__Input for this task__:
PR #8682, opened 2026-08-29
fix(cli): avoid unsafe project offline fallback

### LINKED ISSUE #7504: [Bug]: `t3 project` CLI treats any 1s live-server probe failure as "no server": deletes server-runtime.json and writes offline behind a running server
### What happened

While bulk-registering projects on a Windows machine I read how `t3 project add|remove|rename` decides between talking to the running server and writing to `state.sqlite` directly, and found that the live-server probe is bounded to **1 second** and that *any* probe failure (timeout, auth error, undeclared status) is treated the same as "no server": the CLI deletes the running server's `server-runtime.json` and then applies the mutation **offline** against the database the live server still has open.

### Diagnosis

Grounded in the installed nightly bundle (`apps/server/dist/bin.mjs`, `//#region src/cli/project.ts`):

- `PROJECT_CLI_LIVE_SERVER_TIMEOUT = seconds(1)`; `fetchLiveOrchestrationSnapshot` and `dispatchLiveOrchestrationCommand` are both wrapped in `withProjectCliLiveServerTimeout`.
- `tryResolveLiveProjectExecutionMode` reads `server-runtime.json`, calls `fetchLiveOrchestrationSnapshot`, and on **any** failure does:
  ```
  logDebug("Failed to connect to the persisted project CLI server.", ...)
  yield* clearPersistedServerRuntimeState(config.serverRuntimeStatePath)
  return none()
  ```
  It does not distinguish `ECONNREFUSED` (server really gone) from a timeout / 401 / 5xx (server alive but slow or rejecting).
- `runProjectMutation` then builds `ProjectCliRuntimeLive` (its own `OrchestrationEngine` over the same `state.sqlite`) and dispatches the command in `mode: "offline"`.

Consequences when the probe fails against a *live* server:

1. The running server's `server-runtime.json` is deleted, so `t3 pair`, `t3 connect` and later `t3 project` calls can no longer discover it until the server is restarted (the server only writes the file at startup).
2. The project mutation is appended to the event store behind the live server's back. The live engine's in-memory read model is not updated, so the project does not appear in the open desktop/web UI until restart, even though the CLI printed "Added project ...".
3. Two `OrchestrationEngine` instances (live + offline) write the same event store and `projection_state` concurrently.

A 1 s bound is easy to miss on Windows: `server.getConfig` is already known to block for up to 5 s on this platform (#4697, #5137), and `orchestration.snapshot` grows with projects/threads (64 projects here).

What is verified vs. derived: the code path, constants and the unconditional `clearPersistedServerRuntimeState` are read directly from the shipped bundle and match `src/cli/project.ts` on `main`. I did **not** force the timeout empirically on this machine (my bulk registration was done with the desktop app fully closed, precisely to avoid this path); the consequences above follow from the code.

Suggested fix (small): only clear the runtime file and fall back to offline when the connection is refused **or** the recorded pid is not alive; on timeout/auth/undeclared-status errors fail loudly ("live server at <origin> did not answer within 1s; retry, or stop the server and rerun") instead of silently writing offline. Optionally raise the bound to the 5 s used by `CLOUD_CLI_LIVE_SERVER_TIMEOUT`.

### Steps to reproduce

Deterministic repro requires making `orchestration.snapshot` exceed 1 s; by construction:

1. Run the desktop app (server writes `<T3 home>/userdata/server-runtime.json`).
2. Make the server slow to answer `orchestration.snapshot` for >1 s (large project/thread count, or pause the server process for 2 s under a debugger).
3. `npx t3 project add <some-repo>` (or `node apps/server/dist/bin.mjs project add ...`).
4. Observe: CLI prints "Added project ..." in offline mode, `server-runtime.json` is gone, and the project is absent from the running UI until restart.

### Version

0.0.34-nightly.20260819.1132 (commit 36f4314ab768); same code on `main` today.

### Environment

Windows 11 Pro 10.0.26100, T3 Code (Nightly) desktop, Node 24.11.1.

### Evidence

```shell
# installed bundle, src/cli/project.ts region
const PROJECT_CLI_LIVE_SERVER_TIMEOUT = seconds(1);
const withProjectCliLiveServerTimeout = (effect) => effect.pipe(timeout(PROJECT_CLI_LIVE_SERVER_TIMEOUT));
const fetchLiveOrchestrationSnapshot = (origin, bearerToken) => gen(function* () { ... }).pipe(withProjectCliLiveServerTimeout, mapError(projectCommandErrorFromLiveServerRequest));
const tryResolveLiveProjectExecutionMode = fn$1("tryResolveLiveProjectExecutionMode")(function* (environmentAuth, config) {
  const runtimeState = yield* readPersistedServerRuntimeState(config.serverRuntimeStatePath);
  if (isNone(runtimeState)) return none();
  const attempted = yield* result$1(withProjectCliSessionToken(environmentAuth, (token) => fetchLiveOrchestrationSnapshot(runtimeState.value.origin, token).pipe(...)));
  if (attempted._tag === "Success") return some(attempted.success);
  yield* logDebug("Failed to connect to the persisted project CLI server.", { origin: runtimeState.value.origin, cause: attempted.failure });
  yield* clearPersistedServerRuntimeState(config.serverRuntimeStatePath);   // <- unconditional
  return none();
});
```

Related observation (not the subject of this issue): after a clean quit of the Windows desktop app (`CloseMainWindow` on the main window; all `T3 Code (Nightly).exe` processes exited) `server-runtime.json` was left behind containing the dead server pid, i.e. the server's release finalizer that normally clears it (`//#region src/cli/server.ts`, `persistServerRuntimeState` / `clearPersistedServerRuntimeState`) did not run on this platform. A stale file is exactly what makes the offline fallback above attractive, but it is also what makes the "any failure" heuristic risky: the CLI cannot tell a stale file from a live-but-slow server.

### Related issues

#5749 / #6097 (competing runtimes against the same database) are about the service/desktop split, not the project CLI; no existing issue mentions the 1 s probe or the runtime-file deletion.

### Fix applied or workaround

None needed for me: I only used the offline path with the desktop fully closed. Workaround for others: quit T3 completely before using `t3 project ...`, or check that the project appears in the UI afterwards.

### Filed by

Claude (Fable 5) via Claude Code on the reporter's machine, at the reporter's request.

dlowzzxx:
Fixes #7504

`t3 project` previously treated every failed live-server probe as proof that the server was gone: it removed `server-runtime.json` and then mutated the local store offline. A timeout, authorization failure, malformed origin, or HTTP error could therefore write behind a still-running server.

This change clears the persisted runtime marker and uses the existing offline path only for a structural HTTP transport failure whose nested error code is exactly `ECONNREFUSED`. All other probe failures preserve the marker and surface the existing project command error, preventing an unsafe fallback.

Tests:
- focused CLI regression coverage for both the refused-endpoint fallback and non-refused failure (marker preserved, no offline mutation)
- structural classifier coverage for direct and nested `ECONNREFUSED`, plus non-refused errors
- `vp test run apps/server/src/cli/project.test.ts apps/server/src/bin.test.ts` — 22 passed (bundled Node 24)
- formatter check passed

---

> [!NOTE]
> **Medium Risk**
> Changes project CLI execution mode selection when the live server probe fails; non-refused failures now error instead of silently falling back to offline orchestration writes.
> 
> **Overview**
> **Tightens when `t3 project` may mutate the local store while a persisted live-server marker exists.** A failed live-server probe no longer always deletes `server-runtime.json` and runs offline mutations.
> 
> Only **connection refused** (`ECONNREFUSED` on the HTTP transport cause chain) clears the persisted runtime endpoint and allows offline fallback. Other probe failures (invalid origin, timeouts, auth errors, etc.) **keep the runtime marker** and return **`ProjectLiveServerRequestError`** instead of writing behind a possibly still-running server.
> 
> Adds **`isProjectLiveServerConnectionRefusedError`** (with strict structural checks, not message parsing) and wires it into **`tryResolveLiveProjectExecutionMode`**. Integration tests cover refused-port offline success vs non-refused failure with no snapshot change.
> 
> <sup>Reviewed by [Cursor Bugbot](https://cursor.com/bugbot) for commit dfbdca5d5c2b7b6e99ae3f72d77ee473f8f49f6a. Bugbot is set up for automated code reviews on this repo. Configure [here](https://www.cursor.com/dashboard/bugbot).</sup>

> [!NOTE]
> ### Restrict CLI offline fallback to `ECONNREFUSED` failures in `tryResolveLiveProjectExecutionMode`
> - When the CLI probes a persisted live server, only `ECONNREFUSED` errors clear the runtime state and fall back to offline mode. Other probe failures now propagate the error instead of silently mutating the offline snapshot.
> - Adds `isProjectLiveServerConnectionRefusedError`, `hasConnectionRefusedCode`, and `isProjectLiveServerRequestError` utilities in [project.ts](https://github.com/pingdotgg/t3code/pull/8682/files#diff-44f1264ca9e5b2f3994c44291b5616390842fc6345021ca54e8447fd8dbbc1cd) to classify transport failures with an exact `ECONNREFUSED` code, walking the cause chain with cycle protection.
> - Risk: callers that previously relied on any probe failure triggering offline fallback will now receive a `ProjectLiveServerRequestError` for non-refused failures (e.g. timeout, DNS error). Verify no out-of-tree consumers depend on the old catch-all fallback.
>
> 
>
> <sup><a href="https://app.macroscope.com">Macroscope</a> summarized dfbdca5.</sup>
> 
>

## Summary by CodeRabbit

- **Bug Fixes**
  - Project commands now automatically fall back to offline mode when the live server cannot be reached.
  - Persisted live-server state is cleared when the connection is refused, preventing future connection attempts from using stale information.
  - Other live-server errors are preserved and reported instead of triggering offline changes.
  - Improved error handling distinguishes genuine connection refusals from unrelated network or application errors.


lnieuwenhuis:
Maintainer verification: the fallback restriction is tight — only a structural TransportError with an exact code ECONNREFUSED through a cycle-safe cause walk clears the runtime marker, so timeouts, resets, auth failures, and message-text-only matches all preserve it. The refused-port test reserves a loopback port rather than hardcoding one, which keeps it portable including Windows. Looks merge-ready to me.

__What you are asked to do__:
The lines to extract from the data above begin with the line containing "None needed for" and end with the line containing "a still-running server.". Extract them exactly, including both.

__Finished task__:
None needed for me: I only used the offline path with the desktop fully closed. Workaround for others: quit T3 completely before using `t3 project ...`, or check that the project appears in the UI afterwards.

### Filed by

Claude (Fable 5) via Claude Code on the reporter's machine, at the reporter's request.

dlowzzxx:
Fixes #7504

`t3 project` previously treated every failed live-server probe as proof that the server was gone: it removed `server-runtime.json` and then mutated the local store offline. A timeout, authorization failure, malformed origin, or HTTP error could therefore write behind a still-running server.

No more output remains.